Recensione apparsa su «Divus Thomas» 3 (2015), pp. 236-242

di Emanuele Pili, Università di Genova

F. Bellelli, Etica originaria e assoluto affettivo. La coscienza e il superamento della modernità nella teologia filosofica di Antonio Rosmini, Vita e Pensiero, Milano 2014, XXIV-377 pp.

1. Il libro di Fernando Bellelli, Etica originaria e assoluto affettivo. La coscienza e il superamento della modernità nella teologia filosofica di Antonio Rosmini, si presenta come uno studio serio e originale, capace di ricostruire un percorso filosofico-teologico tanto fondato quanto inedito.

Collocato con pertinenza nell’ampio orizzonte della cosiddetta “quarta fase” degli studi rosminiani, il lavoro di Bellelli intende leggere il pensiero di Rosmini con Rosmini e, di concerto, dialogare con le più recenti prospettive aperte dalla tarda (post-)modernità, a partire da uno sguardo attento all’ambiente fenomenologico, e in particolare all’opera di Emmanuel Lévinas.

Il taglio della ricerca è marcatamente teoretico, e tuttavia non scade in interpretazioni superficiali o filologicamente e storicamente poco precise. Anzi, oltre all’accorta definizione del contesto storico, è da apprezzare il continuo e rigoroso riferimento ai testi del Roveretano, talvolta citati ampiamente, che permettono al lettore di entrare, pagina dopo pagina, nelle profondità della speculazione di Rosmini. Quest’ultimo, nota Bellelli, nella sua capacità di intercettare le novità e le positive istanze promosse dalla modernità e di metterle in dialogo con la grande tradizione classica, è riuscito ad offrire al proprio tempo una sintesi extra-ordinaria. Talmente extra che, in definitiva, non è stata recepita nella sua reale portata. Il risultato è che ancora oggi, e forse “proprio” oggi, non dimenticando gli importanti guadagni delle tre fasi interpretative precedenti, è rimasto molto da lavorare, nell’attuale quarta fase, per dischiudere l’effettiva virtualità del pensiero rosminiano. Lo studio di Bellelli, incardinato nella traditio dei lavori su Rosmini, ma con gli occhi rivolti alle problematiche contemporanee, procede esattamente in questa direzione.

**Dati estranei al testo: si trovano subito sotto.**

PR #4534, opened 2018-03-12
Saga helpers for creating a collection

### LINKED ISSUE #4505: Saga helpers for creating a collection
We need saga helpers to facilitate creating a collection #4003 

For QA: please check for regressions in any of the existing collection pages and in particular with the "Edit a collection" feature.

bobsilverberg:
Fixes #4505

This adds code to reducers and sagas for creating a collection, as well as refactoring the code for updating a collection so that create/update can share some code.

It also removes `collectionUpdates` from state as it is never used.

### DIFF
--- a/src/amo/reducers/collections.js
+++ b/src/amo/reducers/collections.js
@@ -80,6 +80,9 @@ export type CollectionsState = {
       |};
     },
   },
+  collectionUpdates: {
+    [collectionSlug: string]: {| updating: boolean, successful?: boolean |},
+  },
 };
 
 export const initialState: CollectionsState = {
@@ -88,6 +91,7 @@ export const initialState: CollectionsState = {
   current: { id: null, loading: false },
   userCollections: {},
   addonInCollections: {},
+  collectionUpdates: {},
 };
 
 type FetchCurrentCollectionParams = {|
@@ -449,7 +453,6 @@ export const addAddonToCollection = ({
 
 export type RequiredModifyCollectionParams = {|
   errorHandlerId: string,
-  formOverlayId: string,
   user: string,
 |};
 
@@ -485,11 +488,9 @@ export type UpdateCollectionAction = {|
 
 export const validateRequiredCollectionParams = ({
   errorHandlerId,
-  formOverlayId,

Il tema portante del libro, articolato in sei capitoli distinti in due parti, è la concezione rosminiana della coscienza morale, considerata nella sua genesi, nel suo significato ontologico e antropologico e, infine, nella sua ripresa in dialogo con la post-modernità. Non è un caso, dunque, ed è bene sottolinearlo, che dietro l’interpretazione di Bellelli svolga un ruolo importante, direi decisivo, il pensiero sulla coscienza credente maturato nella scuola di Pierangelo Sequeri, il quale apre ad un’ermeneutica di Rosmini ancora più stimolante ed attuale. Tuttavia, al di là di ciò, e senza togliere al lettore il piacere della scoperta, vorrei concentrarmi solo su alcuni degli snodi principali della riflessione di Bellelli, che mi pare rendano conto dei principali guadagni del suo lavoro.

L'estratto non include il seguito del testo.